After my presentation last week I had a few ColdFusion/Solr questions to follow up on. Here are two of them.
- Can you use Solr with content indexed on Amazon S3?
Yes and no. The main answer is no. The code below is what I used to test:
<cfdump var="#files#"> <cfoutput>Indexing #s3dir#<p></cfoutput> <cfindex action="update" collection="indextest1" type="path" key="#s3dir#"
recurse="true" status="result" extensions=".txt,.pdf"> <cfdump var="#result#" label="Result of update operation">
<cfset s3dir = "s3://myaccess:mysecret@s3.coldfusionjedi.com">
<cfdirectory directory="#s3dir#" name="files">
When run, you get: The key specified is not a directory: s3://myaccess:mysecret@s3.coldfusionjedi.com. The path in the key attribute must be a directory when type="path". Obviously "myaccess" and "mysecret" were real values, but nonetheless, this isn't supported. I'm not terribly surprised by this ColdFusion speaks to Solr and asks it to index a folder but in this case the folder is only 'reachable' via ColdFusion. However, you can make use of S3 and Solr indexing. Whenever you move a file to S3, simply run the index operation first. Let Solr index the file and then push it off to S3.
- Can you index a file and a db record together in the same search "row". I know SOLR can handle it if you roll the code manually, but can this be done with the CF tags?

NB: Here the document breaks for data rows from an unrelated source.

PR #7220, opened 2023-12-02
bundle lock: Always touch the lockfile

### LINKED ISSUE #7120: give bundler lock an option to force touching Gemfile.lock
Hi, 

that's a little, but strong wish: 

bundler lock 
creates the Gemfile.lock from Gemfile. But it doesn't touch Gemfile.lock if there's nothing to do, thus not updating the file mod time of the Gemfile.lock. 

That comes with a problem. If there is a Makefile or Rakefile, where Gemfile.lock depends from Gemfile and calls bundler lock to recreate Gemfile.lock once Gemfile has been changed (i.e. newer than Gemfile.lock), it calls bundler lock with every run again and again and again, since Gemfile.lock never becomes newer than Gemfile if there's nothing new to do. 

Not even a bundler lock --update  would update the file if there's nothing new (e.g. because of just minor changes in Gemfile such as whitespace and comments)

Would be nice if bundler lock would always (or at least with a given option) touch the Gemfile.lock to have the file date reflect the time of the last run of bundler lock, and be make/rake-friendly

regards

franzliedke:
Fixes #7120.

In #7120, @hadmut mentioned problems with Make-based build pipelines: `Gemfile.lock` would not be "touched" (receive an updated file modification date) when running `bundle lock` is a no-op (i.e. the lockfile already matches the `Gemfile`).

An explicit `FileUtils.touch` call. 🤓 

### DIFF
--- a/bundler/lib/bundler/definition.rb
+++ b/bundler/lib/bundler/definition.rb
@@ -342,7 +342,10 @@ module Bundler
 
       preserve_unknown_sections ||= !updating_major && (Bundler.frozen_bundle? || !(unlocking? || @unlocking_bundler))
 
-      return if file && File.exist?(file) && lockfiles_equal?(@lockfile_contents, contents, preserve_unknown_sections)
+      if file && File.exist?(file) && lockfiles_equal?(@lockfile_contents, contents, preserve_unknown_sections)
+        FileUtils.touch(file)
+        return
+      end
 
       if Bundler.frozen_bundle?
         Bundler.ui.error "Cannot write a changed lockfile while frozen."
--- a/bundler/lib/bundler/definition.rb
+++ b/bundler/lib/bundler/definition.rb
@@ -343,7 +343,7 @@ module Bundler
       preserve_unknown_sections ||= !updating_major && (Bundler.frozen_bundle? || !(unlocking? || @unlocking_bundler))
 
       if file && File.exist?(file) && lockfiles_equal?(@lockfile_contents, contents, preserve_unknown_sections)
-        FileUtils.touch(file)
+        SharedHelpers.filesystem_access(file) {|p| FileUtils.touch(p) }
         return
       end
 
--- a/bundler/lib/bundler/cli/lock.rb
+++ b/bundler/lib/bundler/cli/lock.rb
@@ -64,6 +64,7 @@ module Bundler
           file = file ? File.expand_path(file) : Bundler.default_lockfile
           puts "Writing lockfile to #{file}"
           definition.lock(file)
+          FileUtils.touch(file)
         end
       end
 
--- a/bundler/lib/bundler/cli/lock.rb
+++ b/bundler/lib/bundler/cli/lock.rb
@@ -64,7 +64,6 @@ module Bundler
           file = file ? File.expand_path(file) : Bundler.default_lockfile
           puts "Writing lockfile to #{file}"
           definition.lock(file)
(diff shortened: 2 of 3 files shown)


bundler/lib/bundler/definition.rb
```diff
@@ -339,7 +339,10 @@ def lock(file, preserve_unknown_sections = false)
 
       preserve_unknown_sections ||= !updating_major && (Bundler.frozen_bundle? || !(unlocking? || @unlocking_bundler))
 
-      return if file && File.exist?(file) && lockfiles_equal?(@lockfile_contents, contents, preserve_unknown_sections)
+      if file && File.exist?(file) && lockfiles_equal?(@lockfile_contents, contents, preserve_unknown_sections)
+        FileUtils.touch(file)
```
franzliedke, line 343: Should I wrap this in a `SharedHelpers.filesystem_access` block as well? 🤔

martinemde: Yes, that helper unifies error rescuing for filesystem access problems. Touch is a write to the filesystem.

martinemde: Tell me what you think. Should we copy the frozen bundle check to guard the touch? I know for `lock` it temporarily unfreezes because it's nonsensical otherwise, but this code path will run during install and update, I believe. We should not otherwise change the lockfile if frozen, right?

franzliedke: You're referring to the little "Cannot write a changed lockfile while frozen" guard directly below, right? Yes, I also caught that and it seemed sensible not to touch the lockfile when frozen, but I did not add an explicit test about that.

franzliedke: Alright, I applied the wrapper. Anything else?

bundler/lib/bundler/definition.rb
```diff
@@ -339,7 +339,10 @@ def lock(file, preserve_unknown_sections = false)
 
       preserve_unknown_sections ||= !updating_major && (Bundler.frozen_bundle? || !(unlocking? || @unlocking_bundler))
 
-      return if file && File.exist?(file) && lockfiles_equal?(@lockfile_contents, contents, preserve_unknown_sections)
+      if file && File.exist?(file) && lockfiles_equal?(@lockfile_contents, contents, preserve_unknown_sections)
+        SharedHelpers.filesystem_access(file) {|p| FileUtils.touch(p) }
+        return
```
martinemde, line 344: I would specifically return without touching the lockfile if the bundle is frozen, like so:

```suggestion
        return if Bundler.frozen_bundle?
        SharedHelpers.filesystem_access(file) {|p| FileUtils.touch(p) }
        return
```

martinemde: I'd likewise add a test that it is not touched when frozen. Maybe [here](https://github.com/rubygems/rubygems/blob/master/bundler/spec/install/deploy_spec.rb#L262), since the lock command always temporarily unfreezes.

martinemde:
Hey @franzliedke, I decided to go ahead and merge this now since I want to see it make it into the 2.5.0 bundler release. I'll update with the test I was imagining. Thanks for your contribution!

franzliedke:
@martinemde Thanks! To be honest, I was hoping this would happen. 😅 I wasn't 100% sure about the implications in these other commands that I wasn't aware of.

PR #7226, opened 2023-12-07
Remove non-transparent requirement added to prerelease gems

deivid-rodriguez:

I recall this requirement confusing me while working in the resolver, since it could lead to different resolution process when working in master (2.5.0.dev currently) than when working with a released version.

It feels non transparent and too magical. I think we can safely assume these days that all RubyGems and Bundler versions that will ever bundle a new gem created in 2023 support prereleases.

So this non transparent requirement is not necessary. It should be the gem author to explicitly add this kind of constraint, not RubyGems. Setting the version of a gem should do just that, set the version.

This has also caused Circular require issues in the past, and has special conditions attached to workaround that.

Remove the extra constraint.

### DIFF
--- a/lib/rubygems/specification.rb
+++ b/lib/rubygems/specification.rb
@@ -2674,19 +2674,12 @@ class Gem::Specification < Gem::BasicSpecification
   rubygems_deprecate :validate_permissions
 
   ##
-  # Set the version to +version+, potentially also setting
-  # required_rubygems_version if +version+ indicates it is a
-  # prerelease.
+  # Set the version to +version+.
 
   def version=(version)
     @version = Gem::Version.create(version)
     return if @version.nil?
 
-    # skip to set required_ruby_version when pre-released rubygems.
-    # It caused to raise CircularDependencyError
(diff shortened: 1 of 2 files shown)


hsbt (approved):

lib/rubygems/specification.rb
```diff
@@ -2682,11 +2682,6 @@ def version=(version)
     @version = Gem::Version.create(version)
     return if @version.nil?
 
-    # skip to set required_ruby_version when pre-released rubygems.
-    # It caused to raise CircularDependencyError
```
martinemde, line 2686: Need to update the comment on `def version=` above as well.

martinemde (approved):
It seems extremely unlikely that this would still be necessary. That is an old RubyGems. Just update the comment before merging.

martinemde:
Ready to merge after the comment is fixed. (just a note to self, since I almost came back and merged this)

lib/rubygems/specification.rb
deivid-rodriguez: Thanks for catching that!

PR #7229, opened 2023-12-07
Figure out why we need to override `Gem::NameTuple.new`

deivid-rodriguez:

Just trying to figure out why this is needed because it's very non standard.

### DIFF
--- a/bundler/lib/bundler/rubygems_ext.rb
+++ b/bundler/lib/bundler/rubygems_ext.rb
@@ -352,14 +352,6 @@ module Gem
   require "rubygems/name_tuple"
 
   class NameTuple
-    def self.new(name, version, platform="ruby")
-      if Gem::Platform === platform
-        super(name, version, platform.to_s)
-      else
-        super
-      end
-    end
-
     def lock_name
       @lock_name ||=
         if platform == Gem::Platform::RUBY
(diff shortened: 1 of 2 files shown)


martinemde:
For old rubygems that don't to_s their platform arg (which we can't easily test here).

martinemde:
Ok, I have a few more minutes to look at this.

Original PR is #7081.

Useful to know: [Gem::Platform also overrides `self.new` without problems](https://github.com/rubygems/rubygems/blob/master/lib/rubygems/platform.rb#L64-L73).

If we didn't override new, we'd need to override initialize (which I had a lot of problems with when I first time, but we could try again) or override a few of the other instance methods.

We could also be better about removing the patch when it's not necessary. I'll test that approach by pushing to this branch.

deivid-rodriguez:
> We could also be better about removing the patch when it's not necessary. I'll test that approach by pushing to this branch.

Yes, that's the approach we normally follow, feature detect if RubyGems is missing the feature/fix that needs patching (or hardcode the RubyGems version that first introduces it) and only apply it when necessary. I feel that also makes it easier to remember cleaning up when dropping support for old versions.

Also I think removing these patches should make some test fail? We test Bundler with old rubygems so some matrix entry should catch the issue?

deivid-rodriguez:
Even if there's no end to end test that catches it, this is needed, so closing!

PR #7233, opened 2023-12-07
Test with Ruby 3.3

deivid-rodriguez:

As we approach final Ruby releases, make sure everything works with Ruby 3.3.

Start testing with Ruby 3.3 early. Will update this PR once the rc is released.

### DIFF
--- a/.github/workflows/bundler.yml
+++ b/.github/workflows/bundler.yml
@@ -32,6 +32,7 @@ jobs:
           - { name: ruby-3.0, value: 3.0.6 }
           - { name: ruby-3.1, value: 3.1.4 }
           - { name: ruby-3.2, value: 3.2.2 }
+          - { name: ruby-3.3, value: 3.3.0-rc1 }
 
         bundler:
           - { name: 2, value: '' }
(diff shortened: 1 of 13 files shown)


MSP-Greg:
@deivid-rodriguez

JFYI, Actions Windows Ruby builds haven't been available for Ruby master preview releases.

For Windows, see:
https://github.com/ruby/setup-ruby/blob/master/windows-versions.json

For Ubuntu & macOS, see
https://github.com/ruby/setup-ruby/blob/master/ruby-builder-versions.json

deivid-rodriguez:
Cool, thanks! I just added it everywhere without thinking too much. Will undo those changes tomorrow.

deivid-rodriguez:
I did it now in the end :)

deivid-rodriguez:
Green with preview3, trying rc1 now!

deivid-rodriguez:
https://github.com/rubygems/rubygems/pull/7233/commits/95711846f093f6a0d5eada4234aa8e19741c7b3f is not particularly pretty. Other alternatives:

* Always auto-install our locked version when running `bin/rake`. I find this too surprising.
* Upgrade our locked rake to 13.1.0 (what Ruby 3.3 will provide) and move on.
* Keep using 3.2.2 for the unused cassettes job for now.

martinemde (approved):
Looks like this is passing and ready to merge. The fix for version of rake seems fine and we revisit if it ever causes any issues.

martinemde:
I'm merging right away now that this is passing so all other PRs will need to stay passing on 3.3. We could update to use rake 3.1.0. I think that's also a good solution. There's unlikely to be a problem using the newest rake.

PR #7235, opened 2023-12-08
Don't memoize in NameTuple lock_name

martinemde:

Seems unnecessary. `LazySpecification` already memoizes `lock_name`. It seems like it will be created 2 times at most, which doesn't seem worth the memory usage. No other `NameTuple` instance method memoizes.

Remove memoization from `NameTuple#lock_name`.


hsbt (approved):
Good catch 👍

PR #7236, opened 2023-12-08
Make the "auto-user-install" logic easier to follow

voxik:

I had some assertion about ease of following the logic in the "auto-user-install"

This is and attempt to make the logic easier to follow.

### DIFF
--- a/lib/rubygems/installer.rb
+++ b/lib/rubygems/installer.rb
@@ -675,16 +675,20 @@ class Gem::Installer
 
     @build_args = options[:build_args]
 
-    @gem_home = @install_dir || Gem.dir
+    @gem_home = @install_dir
 
-    # `--build-root` overrides `--user-install` and auto-user-install
-    if @build_root.nil? && @install_dir.nil?
-      if options[:user_install]
-        @gem_home = Gem.user_dir
-      elsif !ENV.key?("GEM_HOME") && (File.exist?(Gem.dir) && !File.writable?(Gem.dir))
-        say "Defaulting to user installation because default installation directory (#{Gem.dir}) is not writable."
-        @gem_home = Gem.user_dir
+    unless @gem_home
+      # `--build-root` overrides `--user-install` and auto-user-install
+      if @build_root.nil?
+        if options[:user_install]
+          @gem_home = Gem.user_dir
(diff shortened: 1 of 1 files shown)


voxik:
I don't think the Bundler test failure is related to my changes

lib/rubygems/installer.rb
```diff
@@ -675,16 +675,20 @@ def process_options # :nodoc:
...
+      if @build_root.nil?
+        if options[:user_install]
+          @gem_home = Gem.user_dir
+        elsif !ENV.key?("GEM_HOME") && (File.exist?(Gem.dir) && !File.writable?(Gem.dir))
+          say "Defaulting to user installation because default installation directory (#{Gem.dir}) is not writable."
+          @gem_home = Gem.user_dir
+        end
       end
+
+      @gem_home ||= Gem.dir
```
skipkayhil, line 691:
```suggestion
    @gem_home = @install_dir || if @build_root.nil?
      # `--build-root` overrides `--user-install` and auto-user-install
      if options[:user_install]
        Gem.user_dir
      elsif !ENV.key?("GEM_HOME") && (File.exist?(Gem.dir) && !File.writable?(Gem.dir))
        say "Defaulting to user installation because default installation directory (#{Gem.dir}) is not writable."
        Gem.user_dir
      end
    end || Gem.dir
```

Would this make it even more clear? (and maybe the outer if statement should be extracted to a method...)

voxik: Good attempt 👍 But to me, it might not be clear what is the return value of the `if` block. Of course it would be more natural, if the block was extracted into the method, but the logic is a bit tricky.

BTW I have another PR in the works, which actually extracts the `!ENV.key?("GEM_HOME") && (File.exist?(Gem.dir) && !File.writable?(Gem.dir))` part into method and make this more readable and even more configurable (I hope)

martinemde (approved):
Nice and simple. Thanks!

lib/rubygems/installer.rb
martinemde: I think there's room for improvement still, but this change moves in the right direction. We can follow up with more suggestions in another PR. I appreciate the simple refactors like this.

Again - yes and no. The tag that indexes file based data and query based data (cfindex) can only do one type at a time. So with just one tag you couldn't do this. However - if you read and parse the file yourself (for example, using cfpdf to read in the text of a pdf) you can then merge that textual data with any other database data when you add it to the index. I'm not sure how useful this would be. I could see merging file data with database information being stored in the custom fields though.